Use volatile field to publish an object safely

Question

From the book Java Concurrency In Practice:

To publish an object safely, both the reference to the object and the object’s state must be made visible to other threads at the same time. A properly constructed object can be safely published by:

• Initializing an object reference from a static initializer;
• Storing a reference to it into a volatile field or AtomicReference;
• Storing a reference to it into a final field of a properly constructed object; or
• Storing a reference to it into a field that is properly guarded by a lock.

My question is:

Why does the bullet point 3 have the constrain:"of a properly constructed object", but the bullet point 2 does not have?

Does the following code safely publish the map instance? I think the code meets the conditions of bullet point 2.

public class SafePublish {

    volatile DummyMap map = new DummyMap();

    SafePublish() throws InterruptedException {
        new Thread(new Runnable() {
            @Override
            public void run() {
                // Safe to use 'map'?
                System.out.println(SafePublish.this.map);
            }
        }).start();
        Thread.sleep(5000);
    }

    public static void main(String[] args) throws InterruptedException {
        SafePublish safePublishInstance = new SafePublish();
    }
 

public class DummyMap {
    DummyMap() {
        System.out.println("DummyClass constructing");
      }
  }
} 

The following debug snapshot pic shows the map instance is null at the time of the execution is entering the construction of SafePublish. What happens if another thread now trying to read the map reference?

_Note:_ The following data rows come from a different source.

Issue #3454, opened 2025-09-05
[BUG] LLM Returns Empty Response When Input Is Too Long


phuihock:
### Description

When using `Qwen/Qwen3-235B-A22B-Instruct-2507` by DeepInfra , I hit this error:

"Invalid response from LLM call - None or empty."

The root cause is that LLMs hosted on DeepInfra respond with an empty message when the input messages exceed the model’s context window.

Agent executor doesn’t proactively check message length before calling the model—it only handles it after an exception is thrown
https://github.com/crewAIInc/crewAI/blob/610c1f70c0cd19561551f5ba61b236eb9b552eea/src/crewai/agents/crew_agent_executor.py#L240-L246

This is problematic because different providers handle overflows differently—some return structured errors, others fail silently.

Related to #2990 

### Steps to Reproduce

1. Create an agent with llm=`Qwen/Qwen3-235B-A22B-Instruct-2507` by DeepInfra
2. Give it a very long input of >40K characters
2. Kickoff the crew

### Expected behavior

It should summarize the messages prior to calling the LLM

### Screenshots/Code snippets

None

### Operating System

Ubuntu 20.04

### Python Version

3.10

### crewAI Version

0.177.0

### crewAI Tools Version

0.69.0

### Virtual Environment

Venv

### Evidence

```
  File "/home/phuihock/github/fxml/.venv/lib/python3.11/site-packages/crewai/agents/crew_agent_executor.py", line 153, in _invoke_loop
    answer = get_llm_response(
             ^^^^^^^^^^^^^^^^^
  File "/home/phuihock/github/fxml/.venv/lib/python3.11/site-packages/crewai/utilities/agent_utils.py", line 167, in get_llm_response
    raise ValueError("Invalid response from LLM call - None or empty.")
```

### Possible Solution

I suggest handling message length earlier in the flow (call `handle_context_length` right before `get_llm_response` https://github.com/crewAIInc/crewAI/blob/610c1f70c0cd19561551f5ba61b236eb9b552eea/src/crewai/agents/crew_agent_executor.py#L187-L195

### Additional context

None

redvelvets:
Hi,
This issue seems quite similar to https://github.com/crewAIInc/crewAI/issues/2885

Vidit-Ostwal:
Hi @phuihock,
Mind giving this feature branch a try:

just do a `pip install git+https://github.com/Vidit-Ostwal/crewAI.git@Invalid_response_from_LLM`
[...]

PR #3488, opened 2025-09-09
Fix:  (#3454) LLM returns empty response when input is too long

ayushmangpta:
# Pre-handle context length before LLM call to avoid empty responses

Summary
- Proactively handle context window overflow right before invoking the LLM to prevent providers that fail silently (returning empty responses) from causing ValueError downstream.

Why
- Some providers (e.g., DeepInfra with Qwen/Qwen3-235B-A22B-Instruct-2507) return an empty message when input exceeds the model’s context window.
- Previously we only handled context overflow after an exception was thrown. If the provider fails silently, no exception is raised, and get_llm_response raises "Invalid response from LLM call - None or empty."
- This change adds a pre-call check so we summarize or abort before calling the LLM in an overflow scenario.

What changed
- File: crewai/agents/crew_agent_executor.py
  - In CrewAgentExecutor._invoke_loop, before get_llm_response:
    - Compute the total content length of messages and compare with llm.get_context_window_size().
    - If overflow is likely, call handle_context_length (summarize when respect_context_window=True; otherwise raise).
    - Keep the existing exception-based overflow handling as fallback.

Code snippet added
```python
# ...existing code...

enforce_rpm_limit(self.request_within_rpm_limit)

# Pre-handle context length just before calling the LLM
try:
    window_size = self.llm.get_context_window_size()
except Exception:
    window_size = None
if window_size is not None:
    total_len = sum(len(m.get("content", "")) for m in self.messages)
    if total_len >= window_size:
        handle_context_length(
            printer=self._printer,
            messages=self.messages,
            llm=self.llm,
            callbacks=self.callbacks,
            i18n=self._i18n,
        )

answer = get_llm_response(
    llm=self.llm,
    messages=self.messages,
    callbacks=self.callbacks,
    printer=self._printer,
    from_task=self.task,
)
formatted_answer = process_llm_response(answer, self.use_stop_words)

# ...existing code...
```

Behavior
- If respect_context_window is True: messages are summarized before the LLM call when the total content length meets/exceeds the model window size.
- If respect_context_window is False: a clear error is raised earlier, before calling the LLM, maintaining previous behavior while avoiding a silent empty response.
- Existing exception-based handling remains for providers that properly raise overflow errors.

Risks / Trade-offs
- Uses character length as a heuristic, not precise token counting. May summarize slightly earlier/later than ideal. This mirrors existing summarize_messages behavior and remains a practical safeguard.

Note: This is my first PR—feedback appreciated.

### DIFF
--- a/src/crewai/agents/crew_agent_executor.py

Is it safe to read?

Answer 1

It's because final fields are guaranteed to be visible to other threads only after the object construction while the visibility of writes to volatile fields are guaranteed without any additional conditions.

From jls-17, on final fields:

An object is considered to be completely initialized when its constructor finishes. A thread that can only see a reference to an object after that object has been completely initialized is guaranteed to see the correctly initialized values for that object's final fields.

on volatile fields:

A write to a volatile variable v (§8.3.1.4) synchronizes-with all subsequent reads of v by any thread (where "subsequent" is defined according to the synchronization order).

Now, regarding your specific code example, JLS 12.5 guarantees that field initialization occurs before the code in your constructor is executed (see steps 4 and 5 in JLS 12.5, which is a bit too long to quote here). Therefore, Program Order guarantees that the constructor's code will see map initialized, regardless of whether it's volatile or final or just a regular field. And since there's a Happens-Before relation before field writes and the start of a thread, even the thread you're creating in the constructor will see map as initialized.

Note that I specifically wrote "before code in your constructor is executed" and not "before the constructor is executed" because that's not the guarantee JSL 12.5 makes (read it!). That's why you're seeing null in the debugger before the first line of the constructor's code, yet the code in your constructor is guaranteed to see that field initialized.